Sentra Exec Discusses International Cybersecurity Perspectives
Former Israeli intelligence officer Asaf Kochan shares insights at RSA on like-minded forces aligning in the evolving threat landscape.
SAN FRANCISCO, RSA CONFERENCE -- Greater awareness of sensitive data and a call for cultural change within organizations to better support cybersecurity teams were some of the recommendations Asaf Kochan, Sentra's co-founder and president, offered in a conversation with InformationWeek here during the RSA Conference, a cybersecurity industry event underway in San Francisco.
Kochan previously served as commander of Unit 8200, an intelligence corps that specializes in cybersecurity within the Israeli Defense Force. He took some time out from the conference to discuss government responses to data collection, control, and privacy from a cybersecurity perspective, and how national cybersecurity strategies are being developed. The threat landscape, which is being populated by state-backed, bad actors and generative AI tools, seems primed to become even harder to navigate.
Given your background, what areas should organizations take a longer look at in cybersecurity? Have the TikTok hearings brought anything to light about data security?
One simple kind of notion that I saw, again and again, is that bad actors are after sensitive data. It’s so simple, yet you see it again and again. Most organizations kind of try to protect everything. So, you have these particular data stores or places where you have your sensitive data. It might be customer data. It might be personal data. It might be financial data. It might be proprietary [intellectual property]. It might be source code.

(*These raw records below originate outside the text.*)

PR #840, opened 2025-07-11
Allow devices/accounts to have no permissions

pascalaubry:
Prior to this PR, granted permissions could not be all revoked.

### DIFF
--- a/locale/fr/LC_MESSAGES/messages.po
+++ b/locale/fr/LC_MESSAGES/messages.po
@@ -471,9 +471,6 @@ msgstr "Au moins une ligue est attendue."
 msgid "At least one rating type is expected."
 msgstr "Au moins un type de classement est attendu."
 
-msgid "At least one role is expected."
-msgstr "Au moins un rôle doit être donné."
-
 msgid "At least one value is expected."
 msgstr "Au moins une valeur est attendue."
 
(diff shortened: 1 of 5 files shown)


locale/fr/LC_MESSAGES/messages.po
```diff
@@ -841,15 +838,15 @@ msgstr "Choisir au moins une ligue."
...
-msgstr "Veuillez choisir au moins un rôle."
-
 msgid "Choose one, many or no tournaments."
 msgstr "Choisissez aucun, un ou plusieurs tournois."
 
 msgid "Choose the columns displayed."
 msgstr "Choisir les colonnes affichées."
 
+msgid "Choose the roles."
+msgstr Choisissez les rôles.
```
```suggestion
msgstr "Choisissez les rôles."
```

Molrn (dismissed):
That's IMO not the correct approach, it is important to keep an error in the form if no role is defined as it mostly will happen as an error from the user. I suggest instead to add a no-op role from which Spectator inherits.

pascalaubry:
> That's IMO not the correct approach, it is important to keep an error in the form if no role is defined as it mostly will happen as an error from the user. I suggest instead to add a no-op role from which Spectator inherits.

I think everybody understands that no roles means no permissions (at all), I changed the placeholder to make it explicit.

Molrn (approved):

PR #841, opened 2025-07-12
Keep only two execution modes (standard/custom)

pascalaubry:


src/data/auth/exec_mode.py
Molrn, line 1: It is now a boolean, it should be treated as such. Still having it in a enum is legacy of it being a select.   
All of the used properties of the enum should be defined with `if event.custom_exec_mode: ... else: ...`

src/database/sqlite/event/event_store.py
```diff
@@ -249,6 +249,8 @@ class StoredAccount(StoredAccess):
 
 DEFAULT_HIDE_BACKGROUND_IMAGE: bool = False
 
+DEFAULT_CUSTOM_EXEC_MODE: bool = False
+
```
Molrn: This kind of constant has nothing to do in the store, but belong it the `SharlyChessConfig`. While you're at it, could you please also refoactor `DEFAULT_HIDE_BACKGROUND_IMAGE` ? StoredEvent is no longer used without all of its values defined, it is no longer useful to Have defaults (I think it was mainly for testing)

src/database/sqlite/event/migrations/m031_add_roles.py
```diff
@@ -1,3 +1,4 @@
+from database.sqlite.event.event_store import DEFAULT_CUSTOM_EXEC_MODE
```
Molrn:
```suggestion
from database.sqlite.event.event_store import DEFAULT_CUSTOM_EXEC_MODE
```

No import from the project in migrations

Molrn (dismissed):
image  
There is no execution in the config at app level, this should not be there.

src/database/sqlite/event/event_store.py
pascalaubry: I removed the constants from stored_event.py on my last commit.
If you want me to remove the reference to SharlyChessConfig from m005 and m031, please confirm that you want to define the default values twice, in the migration and in SharlyChessConfig (bad idea IMO).

src/data/auth/exec_mode.py
pascalaubry: > It is now a boolean, it should be treated as such. Still having it in a enum is legacy of it being a select. All of the used properties of the enum should be defined with `if event.custom_exec_mode: ... else: ...`

OK but what about `predefined_devices` and `predefined_accounts`?

src/database/sqlite/event/event_store.py
Molrn: yes, self containing the code of each migration to its file only is a stability measure, even if it means doing a 200 / 300 lines migration.  

In addition, they do not represent the same thing:
- In the migration: value given to previous events when they are upgraded
- In SharlyChessConfig: default value of the event creation form.  
Those are not necessarly the same

src/data/auth/exec_mode.py
Molrn: in Event:
```py
@property
def predefined_devices(self):
    if self.custom_exec_mode:
        ...
    else:
        ...
```

Molrn (approved):
LGTM

PR #844, opened 2025-07-13
Fix the abstraction level of the Client class

Amaras:
Currently, the `Client` class uses tournament ids as a part of its main interface to check for permissions.

This is completely the wrong level of abstraction, as it should be an implementation detail.

I have started to change the templates to use the higher abstraction methods.

FIXME: I have skipped a test that was not passing, but it should be reactivated before merging on `feature/roles`.

### DIFF
--- a/src/web/templates/admin/pairings/pairing_modal.html
+++ b/src/web/templates/admin/pairings/pairing_modal.html
@@ -22,9 +22,9 @@
                         {% if
                             board.exempt
                             or
-                            (admin_tournament.id not in client.tournament_ids_allowing_enter_results)
+                            client.can_enter_results(admin_tournament.id)
                             or
-                            (board.result and (admin_tournament.id not in client.tournament_ids_allowing_update_results))
+                            (board.result and not client.can_update_results(admin_tournament.id))
                         %}
                             disabled
                         {% else %}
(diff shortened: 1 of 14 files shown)


src/web/templates/admin/pairings/pairing_modal.html
```diff
@@ -22,9 +22,9 @@
                         {% if
                             board.exempt
                             or
-                            (admin_tournament.id not in client.tournament_ids_allowing_enter_results)
+                            client.can_enter_results(admin_tournament.id)
```
pascalaubry:
```suggestion
                            not client.can_enter_results(admin_tournament.id)
```

src/web/templates/admin/pairings/pairing_modal.html
```diff
@@ -60,9 +60,9 @@
...
```
pascalaubry:
```suggestion
                            not client.can_enter_results(admin_tournament.id)
```

src/web/templates/user/modals.html
```diff
@@ -38,7 +38,7 @@
                             >{{ _('DRAW') }}<br/>½ - ½<br/><br/><br/><br/><br/></button>
                             <button
                                 class="result-button black text-white bg-black col-3 ms-auto me-auto btn fs-4 fw-bold p-3"
-                                {% if board.result and (wp.tournament.id not in client.tournament_ids_allowing_update_results) %}
+                                {% if board.result and client.can_update_results(wp.tournament.id) %}
```
pascalaubry:
```suggestion
                                {% if board.result and not client.can_update_results(wp.tournament.id) %}
```

pascalaubry (changes requested):
Really can't understand why I used dicts then lists instead of methods...

pascalaubry (approved):

PR #847, opened 2025-07-19
Various improvements I see from Avoine 2025

Amaras:
- Fixed an uncaught exception
- Added the number of unpaired players to the list (mainly to easily check if there is a need to add a player dedicated to parity regularization)

Draft because I think I'll add other things.
It will also probably be split up into several PRs


timothyarmes (approved):
LGTM

timothyarmes:
The changes have been added as a PR to dev instead

PR #848, opened 2025-07-19
Output nothing to PGN when players have no FIDE title

pascalaubry:


Amaras (dismissed):
Note: according to the specs, the behaviour is correct, but DGT LiveChess does not parse correctly with `"-"`
Also, I'd rather not have `"?"` as the first name when it is not set

src/data/board.py
```diff
@@ -81,11 +81,17 @@ def _player_to_pgn(cls, player: Player | None, is_white: bool) -> str:
         if player is None:
             return f'[{field_prefix} ""]'
         rating = player.rating if player.rating_type == PlayerRatingType.FIDE else '-'
-        name = f'{player.last_name}, {player.first_name or "?"}'
+        name = f'{player.last_name}' + (
```
Molrn:
```suggestion
        name = player.last_name + (
```

Molrn (dismissed):

Molrn (approved):
LGTM

PR #851, opened 2025-07-22
Fix Client.imputable_results_for_tournament()

pascalaubry:


Molrn:
why merge to [bugfix/user-result-modal-clear](https://github.com/Sharly-Chess/sharly-chess/tree/bugfix/user-result-modal-clear) instead of `feature/roles` ?

PR #852, opened 2025-07-22
Add guards on every user end-point

pascalaubry:
Access control is no more in controllers but in guards.
Common code between controllers and guards is factorized in RequestUtils.


Molrn:
please set them all to merge to feature/roles, it's important to not create a chain of PRs. you can directly commit the small fix PRs to feature/roles, no need to validate everything (ex: #850, #851) at this point

pascalaubry:
> please set them all to merge to feature/roles, it's important to not create a chain of PRs. you can directly commit the small fix PRs to feature/roles, no need to validate everything (ex: #850, #851) at this point

Seen this afternoon: #850 and #851 were needed by #852, which was automatically rebased on ``feature/roles`` when #850 and #851 have been merged.

src/web/controllers/user/screen_user_controller.py
```diff
@@ -104,10 +105,14 @@ def _user_screen_refresh_needed(
                 return True
         return False
 
+    screen_guards = EventUserController.event_guards + [
```
timothyarmes, line 108: Would this not be nicer generalised as a super.guards?

src/web/controllers/user/screen_user_controller.py
```diff
@@ -146,12 +149,18 @@ async def htmx_user_screen_head(
     ) -> None:
         pass
 
+    rotator_guards = [
```
timothyarmes: Here you've forgotten to use the `EventUserController.event_guards`

src/web/controllers/user/screen_user_controller.py
```diff
@@ -188,11 +198,17 @@ async def htmx_user_rotator_head(
     ) -> None:
         pass
 
+    display_controller_guards = [
```
timothyarmes: Here you've forgotten to use the `EventUserController.event_guards`

tests/e2e/screens/test_single_screens.py
```diff
@@ -87,6 +87,21 @@ def test_check_in_screen(
 
         row.click()
         modal = lan_page.locator('.modal-dialog')
+        # The modal should not be visible since check-in is not open yet
+        expect(modal).not_to_be_visible()
```
timothyarmes: This doesn't test that the modal won't open unfortunately.  It tests that it isn't open in the instant after you click, but it takes time to open the modal, it might open after this test passes.

In test_spectator_role I had to do this:

```
        # We should NOT see the modal
        row = rows.filter(has_text='ALYX')
        row.click()
        modal = auth_page.locator('.modal-dialog')
        auth_page.wait_for_timeout(200)
        expect(modal).not_to_be_visible()
```

It's not nice, but I don't have a better solution for the moment

timothyarmes (dismissed):

tests/e2e/screens/test_single_screens.py
timothyarmes: Update: `board_row_player_cell.html` only includes the `hx-get` if the row is editable.  It would be much better to test that the `hx-get` isn't there rather than wait 200ms and hope that's a reasonable time

src/web/controllers/user/screen_user_controller.py
pascalaubry: Yes probably, but I am not sure of the class hierarchy we will have with the arbiter pages.

pascalaubry: I think we could also maybe set the class variable ``guards``, which applies to all the end-points of the controller.

PR #853, opened 2025-07-22
Restrain the visibility of passed/coming events to administrators

pascalaubry:
Spectators are now allowed to select only the public current events.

At the end of the day, bad actors will get there, and they will chase your sensitive data. And most organizations -- basically their approach is not related to data. They will protect their perimeter; they will protect their network; they will protect their endpoint -- everything besides understanding where the sensitive data is. This is basically a thing I saw again, and again, and again.
This is kind of one fundamental notion. But in the global kind of context, the thing that you started with, is related to a major kind of clash, which is going on between the U.S. and China right now. This clash is about computational dominance, and this clash is from the very basic layer of manufacturing chips, which fuel the computer industry, design infrastructure, core networks, and cloud infrastructure up to the endpoints and to the devices.
Basically, whoever has access to the data can manipulate it, can use it, can bridge it. And the TikTok thing is about where the data sits. Who has access to the data?